The Bug Bounty Business: Who Are The Bounty Hunters?
HackerOne co-founder Michiel Prins classifies the more than 160,000 security researchers participating in his company's crowdsourced security testing platform into a pyramid.
Bug bounty hunters range anywhere from high school and college students trying to jumpstart their career through public recognition to super-elite hackers only interested in high-impact, challenging vulnerabilities who don't even bother with the low-hanging fruit, Prins said. Young people are pervasive on HackerOne, with more than half of the hackers under age 25 and 8 percent under the age of 18.

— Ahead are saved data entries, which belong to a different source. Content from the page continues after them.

PR #37820, opened 2026-05-06
Use exact version when resolving Gradle source distributions

### LINKED ISSUE #37819: KotlinDslScriptsModel can return sources that do not match the generated Gradle API classpath for branch snapshot builds
### Current Behavior

For a Gradle branch snapshot build, KotlinDslScriptsModel can return a generated Gradle API binary classpath and a sourcePath that do not describe the same API.

In the attached minimal Tooling API repro:
- KotlinDslScriptsModel.classPath contains the generated Gradle API jar:
`<GRADLE_USER_HOME>/caches/9.6.0-20260420115815+0000/generated-gradle-jars/gradle-api-9.6.0-20260420115815+0000.jar
`
- That binary has the new API: `public abstract DirectoryProperty getDestinationDir();`
- But KotlinDslScriptsModel.sourcePath points to Javadoc.java source where the same API is still old: `public File getDestinationDir()`

So, Tooling API consumers receive a model where binaries and attached sources disagree.

As suggested by @eskatos, this probably happens because the exact source distribution for the branch snapshot is not available, and Gradle appears to fall back to a nearby source distribution: https://github.com/gradle/gradle/blob/ac7725e0abd4bff2675fa1d61e7573582ae92aeb/platforms/core-configuration/kotlin-dsl/src/main/kotlin/org/gradle/kotlin/dsl/resolver/SourceDistributionProvider.kt#L149

### Expected Behavior

`KotlinDslScriptsModel.sourcePath` should only contain source roots that match the returned binary classpath. If no exact matching source distribution exists for the Gradle build, Gradle should return no sources for that API jar instead of returning approximate but incompatible sources.

### Context (optional)

This was observed from IntelliJ IDEA as incorrect navigation from Gradle Kotlin DSL scripts to old Gradle API sources. The attached repro removes IntelliJ from the equation and queries the raw Gradle Tooling API model directly. Returning no sources would be better for IDEs than returning mismatched sources, because the IDE can then fall back to decompiled binary navigation.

Bug hunting can be a lucrative activity for the top hackers, with roughly 12 percent of researchers on HackerOne making $20,000 or more from bug bounties annually. A quarter of researchers on HackerOne rely on bounties for at least half of their income, while 13.7 percent said bounties represent at least 90 percent of their annual income.
HackerOne frequently works with MSSPs who are interested in both helping their customers implement a bug bounty program on HackerOne as well as managing it on the client's behalf, Prins said. Competing platform Bugcrowd partners with VARs, SIs, MSSPs and security consultants to provide greater access to the company's offering and ensure program success, according to the company's website.
The United States and India are, by far and away, the two most common countries of residence for security researchers, with half of Bugcrowd's hackers and 40 percent of HackerOne's hackers living in one of those two countries. No other nation accounts for more than 6 percent of the researchers present on either platform.
India had long held the top slot for the number of researchers on Bugcrowd's platform, but an increase in larger programs with more lucrative and complex bounties helped propel the United States past India in the 2017 rankings. Bug hunters in countries like India and Pakistan tend to focus most heavily on medium-criticality vulnerabilities, Bugcrowd said.
The bounty payouts, though, go much further in developing nations, with India's top bounty hunters earning 16 times the median salary of a software engineer in the nation, HackerOne found. But in higher-wage locations like the United States, HackerOne found that the top bounty hunters earn just 2.4 times the median salary of an American software engineer.
Since launching six years ago, Prins said HackerOne has paid out some $24 million in bounties. And HackerOne believes the industry is about to hit an inflection point, with Prins saying the company expects the amount paid to security researchers to nearly quadruple to $100 million between now and 2020.